С того дня Нюэла постоянно припоминала мне «археологическую фигуру». Что это значит? Высокая? Костлявая? С большим носом? Я решил, что это означает «средневековая», в противовес «античной», и на такой интерпретации настаиваю по сей день. Конечно, в сцене Вальпургиевой ночи я выложился весь – я выступал в хоре чародеев, голый до пояса и выкрашенный в зеленый цвет. Я просил Ангуса дать мне самому раскраситься в зеленый, но он не согласился: ему нравилось растирать мою грудь, и у меня не хватило духу отказать ему; впрочем, я принял меры предосторожности, чтобы он ограничился торсом.
Последствия «Фауста» для меня были таковы: меня вызвали к декану медицинской школы. Он держался по-отечески: оказалось, что от меня многого ожидают, что я подаю большие надежды, а нынешний, четвертый курс – решающий в судьбе студента. Если я буду терять слишком много времени… О, на весьма достойную цель, и лично он рад видеть студента, чьи интересы простираются за пределы профессии, – но он советует забыть о «Гильдии актеров», пока я не закончу учебу и не поставлю свою профессиональную карьеру на твердые рельсы. Хотя даже тогда, сказал декан, в том, что касается появления на публике, никакая осторожность не будет чрезмерной. В театре есть некое легкомыслие, почти двуличие. Он, декан, уверен, что я понимаю его точку зрения, а также то, что он искренне беспокоится о моем будущем.
Я понял, что это приказ, хоть и изрядно подслащенный. Назад в борозду. Закончи с отличием и с дипломом первого класса, если получится.
С Нюэлой обошлись не так деликатно. Женщины в медицинской профессии все еще были редки, и Нюэлу предупредили в письменном виде, что, если основная сфера ее интересов – театр, ей лучше перевестись в другое место, более подходящее для подобной карьеры.

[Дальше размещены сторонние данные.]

PR #1966, opened 2026-07-14
Record subscribed channel at subscribe time so UnSubscribe can't mismatch it (#1825)

### LINKED ISSUE #1825: RedisPubSubService.UnSubscribe trusts the caller-supplied channel — record the channel at subscribe time
## Problem

`RedisPubSubService.UnSubscribe(channel, id)` (`Game.Infrastructure/PubSub/Redis/RedisPubSubService.cs:161-172`) removes the id→handler registry entry and disposes the worker, but only unsubscribes the handler from the channel the **caller** names — the registry doesn't record which channel a handle was subscribed on. Pass a mismatched channel and the still-subscribed Redis handler will call `Start()` on a disposed worker (`ObjectDisposedException` on the StackExchange.Redis subscriber thread) — the exact window the method's own comment says its ordering exists to close.

Current callers pair channel/id correctly (`DataProviderSynchronizer`, `ReferenceCacheSynchronizer`, `SocketManagerService`), so this is hardening: the API's shape makes a whole misuse class possible in a fiddly lifecycle seam.

## Suggested fix

Store the channel in the registered tuple at subscribe time and drop the `channel` parameter from `UnSubscribe` (or assert it matches). Cheap, and removes the misuse class outright.

ginderjeremiah:
## Summary

`RedisPubSubService.UnSubscribe(channel, id)` removed the id→handler registry entry and disposed the worker, but unsubscribed the handler from whatever channel the **caller** passed in — the registry never recorded which channel a handle was actually subscribed on. A caller passing a mismatched channel would leave the real Redis subscription live while disposing the worker it routes to, so the next message on that channel calls `Start()` on a disposed worker — an `ObjectDisposedException` on the StackExchange.Redis subscriber thread, in exactly the window the method's own comment says its ordering exists to close.

Current callers (`DataProviderSynchronizer`, `ReferenceCacheSynchronizer`, `SocketManagerService`) always paired channel/id correctly, so this was hardening against a misuse class the API's shape made possible, not an active production bug.

## Changes

- **`RedisPubSubService`**: the handle registry now stores `(channel, handler, worker)` instead of `(handler, worker)`, recording the channel at `Subscribe`/`SubscribeWithWorker` time.
- **`IPubSubService.UnSubscribe`**: dropped the `channel` parameter entirely (now just `UnSubscribe(string id)`) — the channel is only ever the one recorded at subscribe time, removing the misuse class outright rather than just guarding against it.
- Updated all three production call sites (`DataProviderSynchronizer`, `ReferenceCacheSynchronizer`, `SocketManagerService`) and every test double/call site to match the new signature.
- Added a new integration test, `UnSubscribe_UnsubscribesTheChannelRecordedAtSubscribeTime`, that subscribes, confirms a published message is received, unsubscribes, and confirms a subsequent publish on the same channel no longer reaches the handler — pinning that the real Redis subscription is torn down using the internally-tracked channel.

## Test plan

- [x] `dotnet test` (full solution, using the session's Postgres/Redis containers) — 3,138/3,138 tests pass, including the new regression test
- [x] Verified no frontend references to `UnSubscribe` (this is a backend-only Redis pub/sub concern)

Closes #1825

---
_Generated by [Claude Code](https://claude.ai/code/session_01RoyQEvjJbsg7S3h1Ee88mc)_

### DIFF
--- a/Game.Abstractions/Infrastructure/IPubSubService.cs
+++ b/Game.Abstractions/Infrastructure/IPubSubService.cs
@@ -28,11 +28,15 @@
         public Task Subscribe(string channel, Action<(string message, string channel)> action, string? id = null);
 
         // The worker-backed overload requires a non-null id: it spins up a BackgroundWorker (holding an OS wait
-        // handle) that can only be disposed via UnSubscribe(channel, id), so an id-less worker subscription could
+        // handle) that can only be disposed via UnSubscribe(id), so an id-less worker subscription could
         // never be torn down and would leak its handle (#954). The plain-action overload above creates no worker,
         // so its id stays optional.
         public Task Subscribe(string channel, string queueName, Func<(IPubSubQueue queue, string channel), Task> action, string id);
-        public Task UnSubscribe(string channel, string id);
+
+        // Takes only the id, not the channel: the channel a handle was subscribed on is recorded at subscribe
+        // time, so a caller can never unsubscribe against a mismatched channel and leave the real subscription
+        // routing to a disposed worker (#1825).
+        public Task UnSubscribe(string id);
 
         /// <summary>
         /// Returns a handle to the named queue without subscribing to any channel. Useful for writing to a
--- a/Game.Api.Tests/Integration/AdminCacheReloadBroadcastTests.cs
+++ b/Game.Api.Tests/Integration/AdminCacheReloadBroadcastTests.cs
@@ -70,7 +70,7 @@ namespace Game.Api.Tests.Integration
             }
             finally
             {
-                await pubsub.UnSubscribe(ReferenceDataChannel, subscriptionId);
+                await pubsub.UnSubscribe(subscriptionId);
             }
         }
     }
--- a/Game.Api.Tests/Unit/SocketCommandProcessorTests.cs
+++ b/Game.Api.Tests/Unit/SocketCommandProcessorTests.cs
@@ -385,7 +385,7 @@ namespace Game.Api.Tests.Unit
             public Task Publish<T>(string channel, string queueName, T queueData, CancellationToken cancellationToken = default) => Task.CompletedTask;
             public Task PublishBatch<T>(string channel, string queueName, IEnumerable<T> queueData, CancellationToken cancellationToken = default) => Task.CompletedTask;
             public Task Wake(string channel) => Task.CompletedTask;
-            public Task UnSubscribe(string channel, string id) => Task.CompletedTask;
+            public Task UnSubscribe(string id) => Task.CompletedTask;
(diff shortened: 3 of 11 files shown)


ginderjeremiah (commented):
## Review: Record the subscribed channel at subscribe time so `UnSubscribe` can't mismatch it (#1825)

**Verdict:** Approve — clean, correctly-scoped implementation of the issue's suggested fix, with real end-to-end regression coverage. (Submitted as a `COMMENT` because GitHub won't accept an `APPROVE` on one's own PR; the intended verdict is **approve**.)

The change does exactly what #1825 asked for: it records the channel in the handle tuple at `Subscribe`/`SubscribeWithWorker` time and drops the `channel` parameter from `UnSubscribe`, so `UnsubscribeAsync` now tears down the channel the handler was actually registered on (`handle.channel`) rather than a caller-supplied one. Choosing to remove the parameter outright (over the "assert it matches" alternative) is the right call — it eliminates the misuse class at the type level instead of guarding it at runtime.

Verified:
- All 30 `UnSubscribe` references across production and test code were updated consistently to the single-arg signature — no caller was missed, and the three production call sites (`DataProviderSynchronizer`, `ReferenceCacheSynchronizer`, `SocketManagerService`) previously paired channel/id correctly, so there's no behavioral change for existing usage.
- `SocketManagerService.SocketChannel(...)` is not left as dead code — it's still used by `Publish` (line 182) and the subscribe path (line 217); only its use in the unsubscribe call was removed.
- The tuple/field access (`handle.channel`, `handle.handler`, `handle.worker`) is consistent with the new `(string channel, Action<...> handler, BackgroundWorker? worker)` shape, and the unsubscribe-before-dispose ordering (the #954 window) is preserved.

### Test coverage

Meets the backend testing guidelines. The genuine Redis subscription teardown is out-of-process logic, so it's correctly pinned by an **integration** test (`UnSubscribe_UnsubscribesTheChannelRecordedAtSubscribeTime`) rather than mocked: it subscribes, confirms delivery, unsubscribes, then asserts a subsequent publish on the same channel never reaches the handler — which directly proves the real subscription is torn down using the internally-recorded channel. The existing duplicate-id / unknown-id / reuse branches were carried over to the new signature. Good coverage for the behavior being changed.

### What's good

- The three added comments (interface, registry field, and the `UnsubscribeAsync` call) explain *why* the channel now comes from the handle, not just what changed — exactly the context a future reader needs at this lifecycle seam.
- The regression test asserts observable behavior (message no longer delivered), not an implementation detail, so it won't go stale against internal refactors.

No blocking findings, no should-fixes, no nits. CI is still running (backend + e2e in progress) — I'll merge once it's green.

---

PR #1968, opened 2026-07-14
Document the live-baseline view-model pattern in docs/frontend.md

### LINKED ISSUE #1840: Document the live-baseline view-model pattern in docs/frontend.md
Follow-up from PR #1838.

Three view-models — `SkillsView`, `AttributesView`, and `OptionsView` — now share the same pattern: the committed/baseline state is a live `$derived` read off the player manager, and unsaved edits are tracked as deltas/overrides that are invalidated via a reference-equality marker against the manager's `attributes`/`logPreferences` array the moment an external resync reassigns it.

This pattern is non-obvious and is the fix for a class of "constructor-snapshot goes stale on mid-session resync" bug (#1809). A short note in `docs/frontend.md` describing the pattern (and the reference-reassignment invariant it depends on) would help prevent the constructor-snapshot regression from recurring in future view-models.

Scope: docs-only.

ginderjeremiah:
## Summary

- Adds a new "Local-edit view-models: live baseline vs. a live-reference manager" section to `docs/frontend.md`, documenting the pattern `AttributesView`, `OptionsView`, and (with a different persistence shape) `SkillsView` all use to survive a mid-session resync without going stale.
- Explains the core invariant: a manager's array-valued state (`playerManager.attributes`, `.logPreferences`, `.selectedSkills`) is reassigned wholesale on resync, so a view-model's baseline must be a live `$derived` read off the manager, never a constructor snapshot (the bug class fixed by #1809).
- Describes the fuller delta/override + reference-equality-invalidation mechanism shared by `AttributesView`/`OptionsView` (`#pendingDeltas`/`#draftOverrides` gated against `#pendingDeltasAttrs`/`#draftOverridesPrefs`), including how `save()` preserves an in-flight edit (#1506).
- Notes that `SkillsView` protects the same live-baseline invariant but persists differently — an optimistic atomic-replace + serialized commit queue with rollback, rather than an accumulating delta — since its edits replace the whole loadout instead of layering partial changes. Flagging this distinction since the issue's phrasing suggested all three view-models share the same delta/override mechanism, which I confirmed in the code isn't quite accurate for `SkillsView`.

Docs-only change, no user-facing or behavioral effect.

## Test plan

- [x] Docs-only change; verified the described mechanics against the current `attributes-view.svelte.ts`, `options-view.svelte.ts`, and `skills-view.svelte.ts` source
- N/A — no build/test/lint surface touched

Closes #1840

Claude-Session: https://claude.ai/code/session_01T3feF7zmczoSvdUfcSS1Ht

---
_Generated by [Claude Code](https://claude.ai/code/session_01T3feF7zmczoSvdUfcSS1Ht)_


ginderjeremiah (commented):
## Review: Document the live-baseline view-model pattern in `docs/frontend.md` (closes #1840)

**Verdict:** Approve — the new section is fully accurate against the source and follows CLAUDE.md's guidance to document a non-obvious, cross-cutting pattern.

_(Submitted as a comment because GitHub doesn't accept a formal `APPROVE`/`REQUEST_CHANGES` on one's own PR; the intended verdict is **Approve**.)_

I verified every claim in the added section against the current `attributes-view.svelte.ts`, `options-view.svelte.ts`, and `skills-view.svelte.ts`:

- **Live baseline / wholesale reassignment invariant** — all three view-models read their baseline as a live `$derived` off the manager (`committed` / `baseline` / `equipped`), never a constructor snapshot. Matches the doc and the #1809 framing.
- **`AttributesView` / `OptionsView` delta+reference-marker mechanism** — `#pendingDeltas`+`#pendingDeltasAttrs` (`effectiveDeltas` gate) and `#draftOverrides`+`#draftOverridesPrefs` (`effectiveOverrides` gate) behave exactly as described: overrides read as empty the instant the recorded manager-array reference no longer `===` the live one, and `save()` re-pins to the post-save reference and consumes only the sent deltas, preserving an in-flight edit (#1506).
- **`SkillsView` distinction** — confirmed it does *not* use the delta/override overlay: `equipped` re-seeds `committed` from `playerManager.selectedSkills` while idle, and `commit()` optimistically writes the whole loadout to the manager, serializes through the queue, and rolls back to the last server-confirmed loadout on failure. The PR correctly flags that the issue's phrasing (all three sharing one delta mechanism) is inaccurate for `SkillsView` — the doc reflects the code, not the issue's imprecise framing, which is the right call.

Docs-only change; the doc-gated CI aggregate (`all-checks-passed`) is green and the code test/verify jobs were correctly path-skipped.

### What's good

- Correcting the issue's over-generalization rather than copying it — the `SkillsView`-is-different callout is the most valuable part of the section and prevents a future reader from assuming an overlay that isn't there.
- Anchoring the pattern to the concrete field/getter names makes it genuinely discoverable, which is the whole point of preventing the constructor-snapshot regression class from recurring.

---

Мы с ней обменялись впечатлениями, обругали старших и вышестоящих и подчинились приказу.
Мы стали любовниками в полном смысле этого слова. Точнее, настолько полном, насколько позволяло то обстоятельство, что она жила в общежитии для женщин, а я – в пансионе. Но любовь всегда найдет путь: когда мы могли себе позволить, то есть не чаще чем раз в три-четыре недели, мы снимали номер в гостинице «Форд» на вторую половину дня субботы, и он становился для нас Обителью Нег [48]. Потом мы шли вкушать вечернюю трапезу, обычно в ресторан Чайлда, где кормили хорошо и дешево. По особо торжественным случаям мы отправлялись в ресторан мисс Милличамп на Блур-стрит; у мисс Милличамп было доброе сердце, и, мне кажется, студентам она накладывала порции гораздо больше обычных.
Я узнал, что отец Нюэлы – юрист в графстве Корк. Семья, похоже, была обеспеченная. Нюэла хотела учиться на врача, и родители, как ни трепетали их католические души, позволили ей – и даже позволили отправиться в Северную Америку вместо Дублина или Англии: Нюэла убедила отца с матерью, что Северная Америка сильно опередила их родину в плане медицины или, по крайней мере, обучения медиков. Но родители выдвинули одно условие: они позволили дочери учиться в Канаде, но ни в коем случае не в Соединенных Штатах, где девушке гораздо легче забыть свое монастырское воспитание. Ученая дочь! Конноры наполовину испуганы и наполовину в восторге. Впрочем, созналась мне Нюэла, католическую веру ее родителей сильно подточило образование и обеспеченная жизнь; они хотели, чтобы дочь оставалась католичкой – в заботе о ее добродетели, – но сами не были такими уж верными чадами католической церкви.